Aired November 12, 2014 - 15:00   ET

THIS IS A RUSH TRANSCRIPT. THIS COPY MAY NOT BE IN ITS FINAL FORM AND MAY BE UPDATED.


BRIANNA KEILAR, CNN ANCHOR: Top of the hour now. I'm Brianna Keilar. Brooke Baldwin is away.

It's wondrous. You are looking at an image from 300 million miles away. And while it may be old-school black and white, well, what it proves is as futuristic as it comes. Man has landed a spacecraft on a moving comet. This picture is the first ever sent from a comet, one called 67P, not exactly a creative name, but a pretty cool thing.

And these photos was taken by Philae. That's the probe that touched down on 67P today.

(BEGIN VIDEO CLIP)

JEAN-JACQUES DORDAIN, DIRECTOR GENERAL, EUROPEAN SPACE AGENCY: This is a big step for human civilization. The biggest problem of success is that it looks easy. You know that this type of success is not coming from the sky. It comes from hard work and for expertise.

(END VIDEO CLIP)

KEILAR: So Philae is about the size of a stove and it was carried to the comet by the Rosetta. That's an orbiter which is about the size of an SUV, just so that you know about what we're talking about here.

They're mites, right, compared to the distance that they traveled, but it took 10 years just to reach 67P. This was a mission by the European Space Agency. And the while agency was pretty joyous that the landing happened, there has been a little bit of a glitch.

(BEGIN VIDEO CLIP)

STEPHAN ULAMEC, PHILAE LANDER MANAGER: Not so good news is that the anchoring harpoon apparently did not fire, so the lander is not anchored to the surface.

(END VIDEO CLIP)

KEILAR: So, it is not anchored to the surface.

With me now to talk about this, Dave Brody, science and technology writer for Space.com.

He says it's not anchored to the surface. We have heard there's a possibility that there are redundant systems obviously and perhaps there are some screws that have helped secure this little stove-like device. Right?

DAVE BRODY, SPACE.COM: Yes.

BRODY: It could be.

The good news is we got two landings for the price of one. You have to be happy about that. The real good news is that they have power. The radio is working. They are taking data. They're doing science on this comet right now.

Yes, it's possible that the lander could move around a little bit on the surface and they will look at the data over time and decide, do they need to send a command to refire the harpoons or would that be making the situation worse?

The way you have to think about it is, yes, it's the size of a stove and it's about the same weight of a stove on Earth, but the comet's gravity is only about 1/50,000th of that gravity on Earth, so the Philae weighs to the comet about the same as this Post-It.

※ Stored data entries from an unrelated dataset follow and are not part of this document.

PR #2643, opened 2026-08-26
fix(code): make terminal input recoverable

naingthet:
## Implementation

- Serialize terminal writes so concurrent input cannot reorder chunks.
- Retain unsent input after a write failure and pause new input until the operator retries, reconnects, or discards it.
- Keep terminal identity changes, delayed reads, retries, and unmounts fenced from stale handlers.
- Show recovery states for write, attach, and read failures, with matching Storybook coverage.

## Compatibility

The terminal client contract and existing component props remain unchanged. Successful terminal sessions keep the same behavior.

## Safety and risk

Retrying a failed write can repeat input if the server received the request before the connection failed. The recovery message states this risk and offers reconnect and discard paths. Workspace and terminal changes abandon retained input so bytes cannot cross shell boundaries.

## Validation

- `pnpm --dir crates/tidebreak-desktop/ui exec vitest run src/code/TerminalPane.dom.test.tsx` — 17 tests passed
- `pnpm --dir crates/tidebreak-desktop/ui exec biome check src/code/TerminalPane.tsx src/code/TerminalPane.dom.test.tsx src/stories/TerminalPane.stories.tsx` — passed
- `pnpm --dir crates/tidebreak-desktop/ui storybook:build` — passed
- `git diff --check origin/main...HEAD` — passed
- Captured and inspected all three changed stories in light, dark, high-contrast light, and high-contrast dark themes at desktop and narrow widths

### DIFF
--- a/crates/tidebreak-desktop/ui/src/code/TerminalPane.dom.test.tsx
+++ b/crates/tidebreak-desktop/ui/src/code/TerminalPane.dom.test.tsx
@@ -1,4 +1,5 @@
 // @vitest-environment jsdom
+import type { ComponentProps } from "react";
 import {
   act,
   cleanup,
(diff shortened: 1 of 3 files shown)


naingthet:
**G2G** at 7d030a7ce
Failed writes keep the unsent chunks on the current writer, pause stdin, and retry the same token so the next send is not bound to a completed request. Reconnect, workspace change, and unmount cancel that writer and drop its queue, so later input cannot land on a stale shell. Delayed reads and xterm `onData` are fenced by identity epoch, which matches the recoverability bar.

It definitely can be moved around by shifting surface. The comet is beginning to wake up and out gas as it feels the heat of the sun. It's going to be in for an exciting ride. My bet is that they get it all together, but we could wake up tomorrow morning and find that that's the last we heard of Philae. Science is exciting.

KEILAR: Really?

BRODY: Yes.

KEILAR: Let's hope that is not the case, OK? But let's talk about the big picture here because so much more could have gone wrong when you are talking about something this size traveling so far for so long in really the difficult elements that space provides.

BRODY: Right, and so fast. Bill Nye, the Science Guy, our friend, tweeted today that it's like catching a bullet from another bullet.

This comet is moving at 34,000 miles an hour through the sky. Rosetta had to find it, catch up with it, and then account for the fact that it's rotating. It spins once every 1.7 hours and then dispatch the little Philae lander down a corridor seven miles' long to make a pinpoint landing exactly where they wanted it in a place on the comet that's not too terribly exciting, because they wanted it to be nice and flat, kind of like the decision that Neil Armstrong made when he was landing on the moon.

I don't want to land on the boulders. I want to land in the flat space.

KEILAR: You want a good little landing zone there.

OK. So, let's talk a little bit about what's ahead here. What do we -- what's next for Philae?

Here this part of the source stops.